MANAGEMENT INSIGHT - Forging a Blue Ocean Strategy to Work in a Red Pharma Ocean


I used to hate the circus. Crowds, sticky cotton candy fingers, poodles utterly failing to take the place of lions and bears, candy-overdosed children, and blasé, predictable stunts.

And then came Cirque du Soleil. Montreal’s Cirque catapulted onto the scene in the 1980s, translating the circus to an adult audience, without losing the kids. It sidestepped the complications of dealing with animals, added edgy opera and ballet elements, and elevated the human acrobatic and artistic performances to jaw-dropping levels. It was something no one had ever seen before, and it created a new market.

Cirque du Soleil is the ideal business model; the golden ticket, the American dream, the thing we business types are all looking for. In modern management parlance, it’s the Blue Ocean Strategy, a book by W. Chan Kim and Renee Mauborgne, professors at INSEAD.

The thinking goes something like this: in a crowded market space, prospects for profit and growth are marginal, and competition turns cutthroat. The oceans become bloodied; hence the term “red oceans.” True growth is to be found by seeking out blue oceans — those unknown market spaces where demand is untapped and competition non-existent. They are hard to find. 

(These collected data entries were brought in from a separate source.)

Issue #8, opened 2018-12-13
Schema generation: test for recursive data structures


adamw:

ghostbuster91:
I think that recursive data structures make only sense when combining with ADT like below:
```
sealed trait Tree
case class Leaf(value: String) extends Tree
case class Branch(left: Tree, right: Tree) extends Tree
``` 

Or do you think that we should support cases like:
```
case class F(f1: List[F])
```
?

adamw:
For a start, we could see if we support cases like the second one, e.g. `case class Person(age: Int, relative: Person)`

PR #34, opened 2019-01-14
Recursive data structures

ghostbuster91:
The case you provided in #8 is actually impossible since it would produce infinitive json. This recursive property needs to be somehow optional (like optional or list).

Below is my attempt how it could be achieved. I know that this is far incomplete solution but I didn't want to go any further before we discuss it.


core/src/main/scala/tapir/Schema.scala
```diff
@@ -32,15 +34,19 @@ object Schema {
   case class SBinary() extends Schema {
     def show: String = "binary"
   }
-
   case class SObjectInfo(shortName: String, fullName: String)
+
+  case class SRef(fullName: String) extends Schema {
+    def show: String = s"fullName:$fullName"
```
adamw: shouldn't this be `s"ref($fullName)"` or sth like that?

core/src/main/scala/tapir/Schema.scala
```diff
@@ -79,16 +85,34 @@ object SchemaFor extends SchemaForMagnoliaDerivation {
 trait SchemaForMagnoliaDerivation {
   type Typeclass[T] = SchemaFor[T]
 
+  private val derivInProgress = mutable.Set[String]()
```
adamw: [minor] [typo] `derive`

docs/openapi-docs/src/main/scala/tapir/docs/openapi/ObjectSchemasForEndpoints.scala
```diff
@@ -1,76 +1,91 @@
...
+  private def objectSchemaToOSchema(sschemaToOSSchema: SSchemaToOSchema)(schema: SSchema): Map[SObjectInfo, ReferenceOr[OSchema]] = {
+    schema match {
+      case SSchema.SObject(info, _, _) =>
+        Map(info -> sschemaToOSSchema(schema))
+      case _ => Map.empty
     }
+  }
 
-    result.schemas
+  private def filterIsObjectSchema(schema: SSchema): List[SSchema] = {
```
adamw: you can probably just return a `List[SSchema.SObject]` and later avoid `.collect`

docs/openapi-docs/src/main/scala/tapir/docs/openapi/ObjectSchemasForEndpoints.scala
```diff
@@ -1,76 +1,91 @@
...
-      case SSchema.SObject(info, _, _) =>
-        Map(info -> SSchemaToOSchema(schema))
-      case _ => Map.empty
+      case EndpointIO.Form(_, _, _, _) => List.empty
     }
   }
 
-  private def foldMaps[K, V](maps: Iterable[Map[K, V]]): Map[K, V] = {
-    maps.foldLeft(Map.empty[K, V])(_ ++ _)
+  private def foldLists[K](maps: Iterable[List[K]]): List[K] = {
```
adamw: this looks like can be removed, just use `List[List[T]].flatten: List[T]`

docs/openapi-docs/src/test/scala/tapir/docs/openapi/VerifyYamlTest.scala
```diff
@@ -27,4 +27,23 @@ class VerifyYamlTest extends FunSuite with Matchers {
...
   }
+
+  val endpoint_wit_recursive_structure: Endpoint[(FruitAmount, String), Unit, (F1, Int)] = endpoint
+    .in(("fruit" / path[String] / "amount" / path[Int]).mapTo(FruitAmount))
+    .in(query[String]("color"))
+    .out(jsonBody[F1])
+    .out(header[Int]("X-Role"))
+
+  test("should match the expected yaml when schema is recursive") {
+    def noIndentation(s: String) = s.replaceAll("[ \t]", "").trim
```
adamw: [minor] duplicate method

docs/openapi-docs/src/test/scala/tapir/docs/openapi/VerifyYamlTest.scala
```diff
@@ -27,4 +27,23 @@ class VerifyYamlTest extends FunSuite with Matchers {
 
     actualYamlNoIndent shouldBe expectedYaml
   }
+
+  val endpoint_wit_recursive_structure: Endpoint[(FruitAmount, String), Unit, (F1, Int)] = endpoint
+    .in(("fruit" / path[String] / "amount" / path[Int]).mapTo(FruitAmount))
```
adamw: maybe we can keep this test simple and just test the recursive bit, removing the inputs and just using a single `F1` output

docs/openapi-docs/src/main/scala/tapir/docs/openapi/ObjectSchemasForEndpoints.scala
ghostbuster91: I thought about it but wasn't sure about that one since it is still hard for me to distinguish sometimes between the code which is written for the future usage and the code which can be just simplified

Issue #11, opened 2018-12-13
Complete and refine the openapi model


adamw:
~Re-consider the usage of optional fields~
Add missing fields/classes

ghostbuster91:
- [ ] [server variables](https://swagger.io/docs/specification/api-host-and-base-path/#templating)
- [ ] [general info](https://swagger.io/docs/specification/api-general-info/)
- [ ] [authentication](https://swagger.io/docs/specification/authentication/)
- [ ] [components](https://swagger.io/docs/specification/components/)
- [ ] [tags](https://swagger.io/docs/specification/grouping-operations-with-tags/)

Issue #31, opened 2019-01-10
Extend the openapi model with helper/builder classes/methods


adamw:
The goal is to create an API for working with the OpenAPI model so that it would be feasible to define a single `PathItem` (endpoint) "by hand". While the goal of tapir is for **most** of the endpoints to be defined as `tapir.Endpoint`, there will be for sure cases where a manually-defined endpoint will be necessary. The openAPI API will allow creating documentation for these endpoints in a humane way.

ghostbuster91:
I think that when we extend tapir model to fully support all the open api cases there will be no need to create open api objects in a different way than converting from tapir.

adamw:
Yes and no. I doubt we'll be able to support all the details that can be captured in the openapi model. Plus, there always might be "special" endpoints, which can't be described by tapir (e.g. if you want to use some low-level api of akka-http or http4s). In this case, for these special endpoints, you can always fall back to use the "raw" API and define the missing documentation using the programmer-friendly builder methods

ghostbuster91:
I agree that you might not want to use tapir to create an http4s implementation for you. But despite the complexity of such hand crafted implementation it will still be a function on some high level of abstraction  which takes some input and returns some output which tapir already can do. (And you will only use this tapir definition to derive openApi structure from it)

Supporting full open api model is another story and I am afraid that you might have right in that matter.

adamw:
@ghostbuster91 ah, you are right, you might simply use the tapir api only to generate docs :) And then, refine this model further with openapi-specific details.

PR #44, opened 2019-02-02
Add support for general info

ghostbuster91:
This refers to #11 

I am not sure about this duplication of classes (`Info`, `Contact`, `Licence`) since their purpose is only to hold information relevant for openApi. So they could live in openApi module and be provided as we convert endpoint to openApi structures.

On the other hand there is e.g. a root server structure which may affects the behavior of endpoints, so it will have to have a representation in tapir module.

I wonder whether we should keep parts of openApi structers only in relevant modules or to have consistent api with duplicates.

An example:
1. with duplicates
```
val endpoint: Endpoint = ....
val api = tapir.Api(info = ..., endpoints= ..., server = ...)  <- all those things live in tapir module
val openApi = api.toOpenAPI
val http4sRoute = endpoint.toHttp4s(api)
```
2. 
```
val endpoint: Endpoint = ....
val server = tapir.Server
val info = openapi.Info
val openApi = endpoint.toOpenapi(server, info)
val http4sRoute = endpoint.toHttp4s(server)
```

Update:
Since there can be multiple servers specified we always need to explicitly provide a particular instance.


core/src/main/scala/tapir/Api.scala
```diff
@@ -0,0 +1,24 @@
...
+  )
+  case class Contact(name: Option[String], email: Option[Email], url: Option[URL])
+  case class License(name: String, url: Option[URL])
+
+  def apply(title: String, version: String): Api = {
+    new Api(info = Info(title, version))
+  }
+
+  type Email = String
+  type URL = String
```
ghostbuster91: I need here and in some other places and URI class with parse. Should I just copy Uri form sttp code for now or use java.net.URI?

adamw: I think `java.net.URI` should be sufficient. The main benefit of the sttp one is building URIs through interpolation, which we don't really need here

core/src/main/scala/tapir/Api.scala
```diff
@@ -0,0 +1,24 @@
+package tapir
+import tapir.Api.Info
+
+case class Api(info: Info)
```
adamw: I'm not sure if this should be in the core module. It's only ever going to be used by docs, no?

Also, why `case class Api(Info)`, and not just `case class ApiInfo(...)` ?

adamw:
I think I would avoid duplicates as long as possible - that is, once there's a really use-case for `Api`-like classes outside of documentation generation (be it openapi or not), let's leave them in the docs modules. 

That might be also intersecting with #31: to conveniently define the openapi metadata structures, you might need some builder methods/alternate constructors etc., which would directly yield e.g. `OpenAPI`, `Info` etc.

docs/openapi-docs/src/main/scala/tapir/docs/openapi/OpenAPIDocs.scala
```diff
@@ -1,15 +1,15 @@
...
-    def toOpenAPI(title: String, version: String)(implicit options: OpenAPIDocsOptions): OpenAPI =
-      EndpointToOpenAPIDocs.toOpenAPI(title, version, Seq(e), options)
+    def toOpenAPI(info: Info)(implicit options: OpenAPIDocsOptions): OpenAPI =
+      EndpointToOpenAPIDocs.toOpenAPI(info, Seq(e), options)
   }
 
   implicit class RichOpenAPIEndpoints(es: Iterable[Endpoint[_, _, _, _]]) {
-    def toOpenAPI(title: String, version: String)(implicit options: OpenAPIDocsOptions): OpenAPI =
-      EndpointToOpenAPIDocs.toOpenAPI(title, version, es, options)
+    def toOpenAPI(info: Info)(implicit options: OpenAPIDocsOptions): OpenAPI =
```
adamw: a może zostawić oba warianty: jeden z `title: String, version: String` i drugi z `info: Info`? Ten drugi by dawał pełną elastycznośc, pierwszy by zapewniał "szybką ścieżkę"?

Percy Spencer, while working at Raytheon in 1945, noticed that his chocolate bar was melting when he worked on radar. This observation led to the discovery of the microwave – a completely new cooking method. While testing a potential insecticide, Shashikant Phadnis tastes it and finds that this test subject is surprisingly sweet. This leads to Sucralose. The anti-cancer drug cisplatin was discovered in the 60s, when researchers were looking at the effect of electricity on cell growth and found that a byproduct from one of the platinum electrodes was to blame. We like these stories, but how frequent are they? And can you work to find a blue ocean, or is it something that just happens to people by chance?

The Blue Ocean Revolution

Blue Ocean Strategy made waves. Published in 2005, it quickly became a Wall Street Journal, BusinessWeek, and Amazon.com bestseller. It was named best book of the decade by 800-CEO-READ. Translated into 43 languages, it was selected by the China Daily and the China Research Institute as one of the 40 most influential books in the history of the People’s Republic of China, along with Adam Smith’s Wealth of Nations, under the category Economics and Finance. It was named one of the 15 Best Business Books of the past decade in Russia by Kommersant.ru magazine. Forbes named it one of the 10 business trends for 2013 claiming that blue ocean strategies are “more influential than ever.”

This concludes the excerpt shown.